[Collected data entries]
------------
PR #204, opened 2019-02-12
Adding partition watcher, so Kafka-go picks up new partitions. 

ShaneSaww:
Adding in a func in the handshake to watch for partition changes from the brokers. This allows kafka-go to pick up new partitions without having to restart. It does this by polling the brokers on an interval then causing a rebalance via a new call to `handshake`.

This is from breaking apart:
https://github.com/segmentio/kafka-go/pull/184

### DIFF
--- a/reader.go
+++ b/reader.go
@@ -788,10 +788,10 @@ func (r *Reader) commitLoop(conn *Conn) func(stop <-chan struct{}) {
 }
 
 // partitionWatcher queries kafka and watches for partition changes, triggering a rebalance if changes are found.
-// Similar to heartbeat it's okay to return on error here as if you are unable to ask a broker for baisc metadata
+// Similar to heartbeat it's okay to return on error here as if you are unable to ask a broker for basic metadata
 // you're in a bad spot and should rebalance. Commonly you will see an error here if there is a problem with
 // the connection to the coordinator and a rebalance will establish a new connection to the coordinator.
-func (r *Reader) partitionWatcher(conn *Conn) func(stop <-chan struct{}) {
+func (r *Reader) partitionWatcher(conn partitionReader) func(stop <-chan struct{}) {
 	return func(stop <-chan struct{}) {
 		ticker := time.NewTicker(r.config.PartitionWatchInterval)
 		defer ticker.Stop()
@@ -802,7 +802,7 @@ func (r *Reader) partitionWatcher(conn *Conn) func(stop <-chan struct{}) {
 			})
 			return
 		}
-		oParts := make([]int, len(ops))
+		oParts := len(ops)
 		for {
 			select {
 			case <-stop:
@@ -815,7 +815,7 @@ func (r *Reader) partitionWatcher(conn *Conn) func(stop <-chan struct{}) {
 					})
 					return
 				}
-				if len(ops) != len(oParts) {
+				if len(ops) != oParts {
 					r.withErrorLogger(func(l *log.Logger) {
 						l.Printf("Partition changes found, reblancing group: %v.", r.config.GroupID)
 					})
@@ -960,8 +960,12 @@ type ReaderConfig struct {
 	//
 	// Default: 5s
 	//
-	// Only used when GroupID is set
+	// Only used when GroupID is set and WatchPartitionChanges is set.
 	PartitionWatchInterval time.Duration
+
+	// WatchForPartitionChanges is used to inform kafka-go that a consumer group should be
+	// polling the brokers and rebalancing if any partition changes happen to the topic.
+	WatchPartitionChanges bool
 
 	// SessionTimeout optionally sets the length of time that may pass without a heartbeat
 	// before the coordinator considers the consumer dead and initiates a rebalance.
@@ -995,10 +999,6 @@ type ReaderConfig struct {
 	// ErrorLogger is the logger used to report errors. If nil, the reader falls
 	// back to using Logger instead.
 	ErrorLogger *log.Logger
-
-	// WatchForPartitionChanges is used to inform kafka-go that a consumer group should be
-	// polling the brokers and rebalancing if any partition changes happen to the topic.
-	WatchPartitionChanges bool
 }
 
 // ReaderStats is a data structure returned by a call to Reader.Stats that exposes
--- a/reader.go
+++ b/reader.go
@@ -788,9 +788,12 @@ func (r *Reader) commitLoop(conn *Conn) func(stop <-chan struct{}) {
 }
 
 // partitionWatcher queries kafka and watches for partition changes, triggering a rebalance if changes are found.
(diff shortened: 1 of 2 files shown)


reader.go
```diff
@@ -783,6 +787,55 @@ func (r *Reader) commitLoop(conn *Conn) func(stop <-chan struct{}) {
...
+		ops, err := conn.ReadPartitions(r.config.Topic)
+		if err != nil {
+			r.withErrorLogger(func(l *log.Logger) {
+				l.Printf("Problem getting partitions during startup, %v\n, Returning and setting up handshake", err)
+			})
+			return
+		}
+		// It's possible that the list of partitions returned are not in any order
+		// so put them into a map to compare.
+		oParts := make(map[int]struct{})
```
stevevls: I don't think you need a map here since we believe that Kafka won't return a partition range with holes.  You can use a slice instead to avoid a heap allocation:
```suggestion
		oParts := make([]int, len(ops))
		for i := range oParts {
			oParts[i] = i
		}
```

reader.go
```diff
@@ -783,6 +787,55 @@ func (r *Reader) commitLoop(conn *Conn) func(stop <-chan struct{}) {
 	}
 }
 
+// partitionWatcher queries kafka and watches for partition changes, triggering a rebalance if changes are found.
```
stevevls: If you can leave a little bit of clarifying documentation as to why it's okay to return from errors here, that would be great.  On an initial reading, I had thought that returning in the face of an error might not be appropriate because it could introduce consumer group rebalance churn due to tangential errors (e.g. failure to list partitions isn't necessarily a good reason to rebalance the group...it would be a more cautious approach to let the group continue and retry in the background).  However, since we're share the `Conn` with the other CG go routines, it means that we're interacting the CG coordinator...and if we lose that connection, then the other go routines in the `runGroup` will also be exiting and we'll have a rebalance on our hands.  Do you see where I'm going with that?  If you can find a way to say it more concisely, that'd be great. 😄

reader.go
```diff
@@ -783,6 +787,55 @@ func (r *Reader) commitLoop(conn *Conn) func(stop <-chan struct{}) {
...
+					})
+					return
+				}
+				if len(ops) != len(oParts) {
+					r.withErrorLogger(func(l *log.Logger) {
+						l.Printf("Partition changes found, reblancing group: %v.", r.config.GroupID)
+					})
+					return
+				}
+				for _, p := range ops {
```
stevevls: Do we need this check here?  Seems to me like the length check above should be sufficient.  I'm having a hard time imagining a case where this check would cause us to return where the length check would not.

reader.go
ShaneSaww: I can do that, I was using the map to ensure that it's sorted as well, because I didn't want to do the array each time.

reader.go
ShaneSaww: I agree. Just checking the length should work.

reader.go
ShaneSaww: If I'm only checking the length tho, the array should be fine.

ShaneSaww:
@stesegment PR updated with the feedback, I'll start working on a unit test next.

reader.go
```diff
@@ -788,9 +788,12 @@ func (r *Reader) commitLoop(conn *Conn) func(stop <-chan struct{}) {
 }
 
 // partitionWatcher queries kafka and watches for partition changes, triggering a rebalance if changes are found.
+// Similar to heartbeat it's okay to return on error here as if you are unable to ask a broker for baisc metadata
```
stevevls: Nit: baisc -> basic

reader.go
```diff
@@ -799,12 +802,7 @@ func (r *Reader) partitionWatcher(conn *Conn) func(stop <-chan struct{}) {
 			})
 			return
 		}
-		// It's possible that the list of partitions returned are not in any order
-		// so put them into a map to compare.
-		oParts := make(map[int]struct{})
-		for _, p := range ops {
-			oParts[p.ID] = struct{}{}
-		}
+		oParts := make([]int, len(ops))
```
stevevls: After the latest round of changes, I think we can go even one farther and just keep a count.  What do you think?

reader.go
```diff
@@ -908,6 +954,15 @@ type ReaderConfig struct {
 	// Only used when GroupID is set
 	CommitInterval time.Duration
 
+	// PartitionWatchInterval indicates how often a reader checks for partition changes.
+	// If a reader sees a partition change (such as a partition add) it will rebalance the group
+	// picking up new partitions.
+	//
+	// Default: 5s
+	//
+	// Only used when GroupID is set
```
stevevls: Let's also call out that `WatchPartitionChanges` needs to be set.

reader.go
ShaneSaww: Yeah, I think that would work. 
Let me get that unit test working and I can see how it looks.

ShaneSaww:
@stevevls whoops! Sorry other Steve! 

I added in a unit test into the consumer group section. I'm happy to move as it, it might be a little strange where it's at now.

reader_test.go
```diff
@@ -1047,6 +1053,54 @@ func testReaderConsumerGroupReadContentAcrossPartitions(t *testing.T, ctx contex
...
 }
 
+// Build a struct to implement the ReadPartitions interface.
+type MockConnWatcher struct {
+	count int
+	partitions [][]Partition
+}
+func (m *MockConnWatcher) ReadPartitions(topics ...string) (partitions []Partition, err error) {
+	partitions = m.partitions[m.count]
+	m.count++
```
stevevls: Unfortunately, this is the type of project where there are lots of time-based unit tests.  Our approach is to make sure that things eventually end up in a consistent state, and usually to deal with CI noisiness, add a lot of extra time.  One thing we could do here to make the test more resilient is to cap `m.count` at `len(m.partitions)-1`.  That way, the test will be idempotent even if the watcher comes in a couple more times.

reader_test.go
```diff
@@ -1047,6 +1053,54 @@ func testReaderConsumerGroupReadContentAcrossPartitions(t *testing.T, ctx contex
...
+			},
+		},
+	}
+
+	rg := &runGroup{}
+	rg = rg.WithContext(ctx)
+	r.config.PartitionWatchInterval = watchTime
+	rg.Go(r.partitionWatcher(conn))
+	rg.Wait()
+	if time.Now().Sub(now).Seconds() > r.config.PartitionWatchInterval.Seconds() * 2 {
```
------------
All lines of the data that hold "unit" need to be copied.

Task output:
@stesegment PR updated with the feedback, I'll start working on a unit test next.
Let me get that unit test working and I can see how it looks.
I added in a unit test into the consumer group section. I'm happy to move as it, it might be a little strange where it's at now.
stevevls: Unfortunately, this is the type of project where there are lots of time-based unit tests.  Our approach is to make sure that things eventually end up in a consistent state, and usually to deal with CI noisiness, add a lot of extra time.  One thing we could do here to make the test more resilient is to cap `m.count` at `len(m.partitions)-1`.  That way, the test will be idempotent even if the watcher comes in a couple more times.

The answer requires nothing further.